● Your goal
Using the data below, show every line where the word "doesn" occurs.

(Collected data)
■ ■ ■
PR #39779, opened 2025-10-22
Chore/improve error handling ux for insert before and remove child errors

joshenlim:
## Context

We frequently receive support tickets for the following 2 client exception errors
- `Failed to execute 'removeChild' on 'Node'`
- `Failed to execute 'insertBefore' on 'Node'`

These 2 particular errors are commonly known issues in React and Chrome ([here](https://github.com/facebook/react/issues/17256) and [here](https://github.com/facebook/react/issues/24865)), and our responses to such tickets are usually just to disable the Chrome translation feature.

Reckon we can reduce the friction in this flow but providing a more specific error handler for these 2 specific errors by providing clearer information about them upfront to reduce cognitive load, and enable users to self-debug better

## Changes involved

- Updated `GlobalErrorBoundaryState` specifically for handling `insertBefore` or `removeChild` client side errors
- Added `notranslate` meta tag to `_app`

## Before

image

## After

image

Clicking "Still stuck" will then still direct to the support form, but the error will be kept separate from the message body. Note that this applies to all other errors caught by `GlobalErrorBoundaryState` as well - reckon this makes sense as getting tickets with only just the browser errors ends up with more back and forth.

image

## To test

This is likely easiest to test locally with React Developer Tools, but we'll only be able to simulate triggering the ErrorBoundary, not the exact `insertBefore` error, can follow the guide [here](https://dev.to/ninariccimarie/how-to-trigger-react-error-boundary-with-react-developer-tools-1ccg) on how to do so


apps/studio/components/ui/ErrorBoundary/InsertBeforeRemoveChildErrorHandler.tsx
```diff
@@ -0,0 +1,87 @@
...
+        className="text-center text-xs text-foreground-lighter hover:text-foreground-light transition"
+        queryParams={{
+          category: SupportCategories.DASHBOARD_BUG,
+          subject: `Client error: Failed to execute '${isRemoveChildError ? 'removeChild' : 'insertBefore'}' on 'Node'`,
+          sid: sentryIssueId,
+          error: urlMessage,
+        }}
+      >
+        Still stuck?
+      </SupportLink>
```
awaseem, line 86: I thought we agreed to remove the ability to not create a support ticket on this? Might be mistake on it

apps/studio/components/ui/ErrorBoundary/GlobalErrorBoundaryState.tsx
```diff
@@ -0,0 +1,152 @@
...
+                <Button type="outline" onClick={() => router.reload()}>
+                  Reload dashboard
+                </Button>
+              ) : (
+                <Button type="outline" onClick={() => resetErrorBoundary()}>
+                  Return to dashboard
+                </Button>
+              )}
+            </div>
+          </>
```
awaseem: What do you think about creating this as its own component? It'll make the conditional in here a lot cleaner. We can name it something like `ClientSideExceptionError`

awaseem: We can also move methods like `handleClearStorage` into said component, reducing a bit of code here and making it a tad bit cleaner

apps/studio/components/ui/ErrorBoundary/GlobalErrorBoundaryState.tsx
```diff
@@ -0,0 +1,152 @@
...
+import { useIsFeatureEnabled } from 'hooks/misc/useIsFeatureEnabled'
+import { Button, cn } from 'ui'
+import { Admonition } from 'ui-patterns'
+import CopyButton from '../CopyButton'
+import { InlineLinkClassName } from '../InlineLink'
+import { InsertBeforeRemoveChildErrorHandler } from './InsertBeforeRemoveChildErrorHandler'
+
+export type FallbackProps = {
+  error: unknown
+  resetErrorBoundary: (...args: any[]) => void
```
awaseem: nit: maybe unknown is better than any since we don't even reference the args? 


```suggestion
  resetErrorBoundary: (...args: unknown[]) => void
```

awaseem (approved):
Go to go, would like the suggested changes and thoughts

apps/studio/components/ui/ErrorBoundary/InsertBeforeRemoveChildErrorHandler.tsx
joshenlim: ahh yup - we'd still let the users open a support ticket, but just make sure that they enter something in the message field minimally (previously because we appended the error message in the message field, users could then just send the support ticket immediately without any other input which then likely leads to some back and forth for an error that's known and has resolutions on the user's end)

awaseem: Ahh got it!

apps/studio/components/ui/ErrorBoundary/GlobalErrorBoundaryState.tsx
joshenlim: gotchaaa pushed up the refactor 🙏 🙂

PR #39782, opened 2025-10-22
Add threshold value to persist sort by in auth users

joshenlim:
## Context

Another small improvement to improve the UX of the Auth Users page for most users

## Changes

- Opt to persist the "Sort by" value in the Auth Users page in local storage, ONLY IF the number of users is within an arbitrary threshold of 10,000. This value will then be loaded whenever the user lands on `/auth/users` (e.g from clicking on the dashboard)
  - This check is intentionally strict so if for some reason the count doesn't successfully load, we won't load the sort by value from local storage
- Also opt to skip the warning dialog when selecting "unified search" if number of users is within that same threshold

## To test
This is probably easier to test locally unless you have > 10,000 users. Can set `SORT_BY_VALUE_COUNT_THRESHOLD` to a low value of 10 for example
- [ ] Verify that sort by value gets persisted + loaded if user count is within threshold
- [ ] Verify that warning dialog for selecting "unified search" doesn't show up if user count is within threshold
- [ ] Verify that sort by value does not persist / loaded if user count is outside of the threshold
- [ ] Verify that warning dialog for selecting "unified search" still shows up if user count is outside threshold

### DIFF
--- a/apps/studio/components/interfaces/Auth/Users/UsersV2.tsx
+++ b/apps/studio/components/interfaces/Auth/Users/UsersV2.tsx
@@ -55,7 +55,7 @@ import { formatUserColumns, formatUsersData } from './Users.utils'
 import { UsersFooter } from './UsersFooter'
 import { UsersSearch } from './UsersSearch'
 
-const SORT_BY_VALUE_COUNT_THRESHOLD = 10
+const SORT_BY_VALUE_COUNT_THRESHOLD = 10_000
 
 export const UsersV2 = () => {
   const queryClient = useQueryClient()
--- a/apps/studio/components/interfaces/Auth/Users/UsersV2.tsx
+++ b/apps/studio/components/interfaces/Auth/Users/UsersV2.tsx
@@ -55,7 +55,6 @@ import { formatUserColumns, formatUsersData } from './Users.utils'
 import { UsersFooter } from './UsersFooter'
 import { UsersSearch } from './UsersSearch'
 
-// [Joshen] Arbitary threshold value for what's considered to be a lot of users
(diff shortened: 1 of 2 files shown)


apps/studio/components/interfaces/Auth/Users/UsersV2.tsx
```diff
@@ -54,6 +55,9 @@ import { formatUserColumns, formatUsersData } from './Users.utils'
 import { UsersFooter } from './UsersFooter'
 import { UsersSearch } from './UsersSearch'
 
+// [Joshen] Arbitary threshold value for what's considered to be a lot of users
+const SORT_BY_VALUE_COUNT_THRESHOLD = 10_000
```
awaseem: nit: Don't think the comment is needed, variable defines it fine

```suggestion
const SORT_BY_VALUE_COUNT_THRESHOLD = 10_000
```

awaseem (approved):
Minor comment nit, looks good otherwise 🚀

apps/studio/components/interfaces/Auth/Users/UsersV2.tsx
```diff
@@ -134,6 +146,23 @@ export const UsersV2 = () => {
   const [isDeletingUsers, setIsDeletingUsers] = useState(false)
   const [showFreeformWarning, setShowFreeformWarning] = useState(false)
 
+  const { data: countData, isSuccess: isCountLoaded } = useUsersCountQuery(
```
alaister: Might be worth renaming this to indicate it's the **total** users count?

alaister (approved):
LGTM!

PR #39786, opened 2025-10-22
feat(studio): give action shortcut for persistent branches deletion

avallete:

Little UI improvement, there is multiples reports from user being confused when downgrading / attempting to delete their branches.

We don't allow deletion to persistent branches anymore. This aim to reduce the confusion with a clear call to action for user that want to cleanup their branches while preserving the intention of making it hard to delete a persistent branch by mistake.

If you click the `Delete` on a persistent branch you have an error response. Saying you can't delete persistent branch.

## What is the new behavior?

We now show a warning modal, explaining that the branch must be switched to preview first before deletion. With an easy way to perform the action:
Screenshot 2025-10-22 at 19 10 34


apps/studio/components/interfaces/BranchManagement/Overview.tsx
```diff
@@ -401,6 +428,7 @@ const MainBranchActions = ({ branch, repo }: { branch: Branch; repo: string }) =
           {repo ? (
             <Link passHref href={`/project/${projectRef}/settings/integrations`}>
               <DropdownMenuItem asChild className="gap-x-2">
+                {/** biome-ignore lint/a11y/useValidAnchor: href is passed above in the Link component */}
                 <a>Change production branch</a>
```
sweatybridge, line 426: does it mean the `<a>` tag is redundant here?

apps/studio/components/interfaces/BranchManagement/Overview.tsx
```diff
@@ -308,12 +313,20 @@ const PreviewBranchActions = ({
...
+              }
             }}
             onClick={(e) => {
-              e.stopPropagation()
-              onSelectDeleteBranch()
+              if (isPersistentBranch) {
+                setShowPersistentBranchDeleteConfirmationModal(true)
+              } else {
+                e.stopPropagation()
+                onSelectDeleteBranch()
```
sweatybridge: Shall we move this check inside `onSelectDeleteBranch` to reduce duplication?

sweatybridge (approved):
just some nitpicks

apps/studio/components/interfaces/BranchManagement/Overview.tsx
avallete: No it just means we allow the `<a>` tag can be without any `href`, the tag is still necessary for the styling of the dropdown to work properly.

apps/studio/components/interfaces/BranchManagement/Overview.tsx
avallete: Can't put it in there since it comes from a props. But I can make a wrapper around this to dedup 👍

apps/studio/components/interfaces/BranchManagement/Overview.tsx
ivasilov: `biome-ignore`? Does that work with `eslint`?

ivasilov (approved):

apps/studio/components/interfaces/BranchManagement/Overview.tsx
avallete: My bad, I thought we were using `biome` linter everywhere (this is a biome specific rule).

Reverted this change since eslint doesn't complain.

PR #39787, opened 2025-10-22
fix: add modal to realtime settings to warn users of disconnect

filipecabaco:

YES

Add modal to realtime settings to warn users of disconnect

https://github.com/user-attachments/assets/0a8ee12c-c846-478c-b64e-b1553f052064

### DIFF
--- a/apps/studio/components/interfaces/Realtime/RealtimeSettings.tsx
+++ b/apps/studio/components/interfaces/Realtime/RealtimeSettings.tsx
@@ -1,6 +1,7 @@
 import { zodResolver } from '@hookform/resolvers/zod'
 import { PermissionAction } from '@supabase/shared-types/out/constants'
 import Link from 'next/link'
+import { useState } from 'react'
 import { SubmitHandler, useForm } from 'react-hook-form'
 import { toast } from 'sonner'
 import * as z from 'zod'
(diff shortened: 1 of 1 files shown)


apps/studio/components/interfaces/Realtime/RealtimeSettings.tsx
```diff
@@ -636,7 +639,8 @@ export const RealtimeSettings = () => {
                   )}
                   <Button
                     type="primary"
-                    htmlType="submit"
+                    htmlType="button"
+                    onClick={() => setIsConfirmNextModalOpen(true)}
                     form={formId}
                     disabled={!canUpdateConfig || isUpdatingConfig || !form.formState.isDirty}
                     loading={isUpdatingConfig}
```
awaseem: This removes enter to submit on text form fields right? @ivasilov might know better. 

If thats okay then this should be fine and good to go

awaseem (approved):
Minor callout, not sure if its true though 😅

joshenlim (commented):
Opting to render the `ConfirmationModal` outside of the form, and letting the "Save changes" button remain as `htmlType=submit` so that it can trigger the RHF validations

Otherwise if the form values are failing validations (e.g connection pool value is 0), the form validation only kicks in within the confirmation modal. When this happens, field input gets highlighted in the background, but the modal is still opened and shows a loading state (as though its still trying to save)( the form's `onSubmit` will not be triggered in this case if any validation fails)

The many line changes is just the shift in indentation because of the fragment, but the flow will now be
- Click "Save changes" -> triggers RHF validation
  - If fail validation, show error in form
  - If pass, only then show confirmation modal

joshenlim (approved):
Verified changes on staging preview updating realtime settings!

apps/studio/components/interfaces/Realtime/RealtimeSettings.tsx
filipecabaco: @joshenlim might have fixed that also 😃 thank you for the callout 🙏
■ ■ ■
● Reply to the task
  - This check is intentionally strict so if for some reason the count doesn't successfully load, we won't load the sort by value from local storage
- [ ] Verify that warning dialog for selecting "unified search" doesn't show up if user count is within threshold
Reverted this change since eslint doesn't complain.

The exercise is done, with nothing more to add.